• _What the exercise asks_
Copy out, from the data below, each line in which the word "void" occurs.

= Beginning of Section =

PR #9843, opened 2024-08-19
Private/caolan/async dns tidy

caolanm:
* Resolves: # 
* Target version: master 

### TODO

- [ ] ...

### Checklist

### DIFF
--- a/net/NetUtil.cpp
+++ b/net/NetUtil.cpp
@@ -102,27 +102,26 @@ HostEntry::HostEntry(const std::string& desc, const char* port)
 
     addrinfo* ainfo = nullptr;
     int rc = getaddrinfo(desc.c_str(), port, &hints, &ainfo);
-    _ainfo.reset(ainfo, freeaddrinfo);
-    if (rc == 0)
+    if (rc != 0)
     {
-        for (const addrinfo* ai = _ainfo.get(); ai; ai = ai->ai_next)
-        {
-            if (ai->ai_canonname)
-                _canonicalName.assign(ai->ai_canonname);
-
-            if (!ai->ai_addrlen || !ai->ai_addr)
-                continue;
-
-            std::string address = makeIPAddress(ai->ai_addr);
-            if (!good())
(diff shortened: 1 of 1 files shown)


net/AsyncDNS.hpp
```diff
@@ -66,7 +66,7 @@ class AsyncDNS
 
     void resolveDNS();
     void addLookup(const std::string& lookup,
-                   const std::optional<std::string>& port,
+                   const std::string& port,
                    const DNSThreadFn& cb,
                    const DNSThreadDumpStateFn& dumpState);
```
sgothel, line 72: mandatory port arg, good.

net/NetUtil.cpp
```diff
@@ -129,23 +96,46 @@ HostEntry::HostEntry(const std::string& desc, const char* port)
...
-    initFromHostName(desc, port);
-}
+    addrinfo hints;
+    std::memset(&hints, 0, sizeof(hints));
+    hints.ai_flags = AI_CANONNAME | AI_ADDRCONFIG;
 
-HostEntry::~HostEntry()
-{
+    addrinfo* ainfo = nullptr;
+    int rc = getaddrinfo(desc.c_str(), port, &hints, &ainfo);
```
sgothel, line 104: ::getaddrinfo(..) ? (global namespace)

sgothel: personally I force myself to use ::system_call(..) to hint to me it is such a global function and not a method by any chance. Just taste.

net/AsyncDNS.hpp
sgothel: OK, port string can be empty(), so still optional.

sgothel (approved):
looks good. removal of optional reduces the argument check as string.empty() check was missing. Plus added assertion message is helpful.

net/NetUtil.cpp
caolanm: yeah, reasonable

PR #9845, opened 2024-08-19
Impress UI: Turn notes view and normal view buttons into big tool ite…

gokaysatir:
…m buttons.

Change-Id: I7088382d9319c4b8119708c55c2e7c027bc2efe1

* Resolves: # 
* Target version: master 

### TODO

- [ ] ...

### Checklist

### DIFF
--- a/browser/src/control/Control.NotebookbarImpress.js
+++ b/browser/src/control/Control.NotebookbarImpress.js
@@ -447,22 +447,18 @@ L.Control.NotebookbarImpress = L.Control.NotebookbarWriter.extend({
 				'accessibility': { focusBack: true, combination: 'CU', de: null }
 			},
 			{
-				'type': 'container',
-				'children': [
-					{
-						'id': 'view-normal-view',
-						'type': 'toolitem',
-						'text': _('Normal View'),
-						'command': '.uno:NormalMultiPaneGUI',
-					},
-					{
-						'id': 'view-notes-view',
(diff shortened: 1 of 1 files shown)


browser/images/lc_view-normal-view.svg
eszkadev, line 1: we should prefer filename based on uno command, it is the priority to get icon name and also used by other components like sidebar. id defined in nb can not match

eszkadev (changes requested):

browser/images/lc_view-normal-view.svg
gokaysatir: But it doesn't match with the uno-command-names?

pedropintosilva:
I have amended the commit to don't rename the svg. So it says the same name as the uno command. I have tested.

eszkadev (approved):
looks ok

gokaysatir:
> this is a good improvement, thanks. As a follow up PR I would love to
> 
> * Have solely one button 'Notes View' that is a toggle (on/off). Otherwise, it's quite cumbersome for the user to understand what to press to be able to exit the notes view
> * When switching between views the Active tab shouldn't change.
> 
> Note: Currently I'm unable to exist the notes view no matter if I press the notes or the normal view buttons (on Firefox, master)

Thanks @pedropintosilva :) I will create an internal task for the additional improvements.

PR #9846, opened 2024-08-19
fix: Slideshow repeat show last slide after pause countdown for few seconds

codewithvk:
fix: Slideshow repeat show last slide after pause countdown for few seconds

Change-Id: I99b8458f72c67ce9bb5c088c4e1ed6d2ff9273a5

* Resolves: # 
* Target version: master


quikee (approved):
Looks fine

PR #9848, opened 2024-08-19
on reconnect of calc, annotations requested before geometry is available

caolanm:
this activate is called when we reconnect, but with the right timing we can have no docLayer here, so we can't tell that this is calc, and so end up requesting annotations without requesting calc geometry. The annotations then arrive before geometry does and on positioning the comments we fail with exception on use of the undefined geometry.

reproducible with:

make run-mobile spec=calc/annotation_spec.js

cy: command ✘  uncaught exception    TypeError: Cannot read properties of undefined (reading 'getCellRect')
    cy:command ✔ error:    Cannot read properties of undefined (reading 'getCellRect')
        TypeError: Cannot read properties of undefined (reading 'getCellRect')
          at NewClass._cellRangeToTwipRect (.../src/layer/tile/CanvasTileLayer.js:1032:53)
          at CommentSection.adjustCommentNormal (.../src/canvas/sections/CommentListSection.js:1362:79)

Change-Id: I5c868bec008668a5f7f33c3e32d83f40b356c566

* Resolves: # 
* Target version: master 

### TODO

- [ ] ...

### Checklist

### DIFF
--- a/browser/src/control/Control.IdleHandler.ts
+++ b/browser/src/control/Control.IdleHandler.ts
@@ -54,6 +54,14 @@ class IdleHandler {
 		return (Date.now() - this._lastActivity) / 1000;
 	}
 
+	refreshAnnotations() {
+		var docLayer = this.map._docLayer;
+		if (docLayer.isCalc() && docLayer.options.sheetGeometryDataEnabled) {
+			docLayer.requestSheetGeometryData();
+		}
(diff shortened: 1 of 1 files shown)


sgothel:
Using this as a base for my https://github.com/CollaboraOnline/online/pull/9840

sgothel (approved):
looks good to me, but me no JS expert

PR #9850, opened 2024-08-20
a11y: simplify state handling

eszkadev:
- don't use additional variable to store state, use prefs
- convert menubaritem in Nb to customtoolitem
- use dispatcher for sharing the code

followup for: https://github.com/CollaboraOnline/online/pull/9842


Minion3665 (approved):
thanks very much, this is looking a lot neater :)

= End of Section =

• _Result of the task_
     void resolveDNS();
     void addLookup(const std::string& lookup,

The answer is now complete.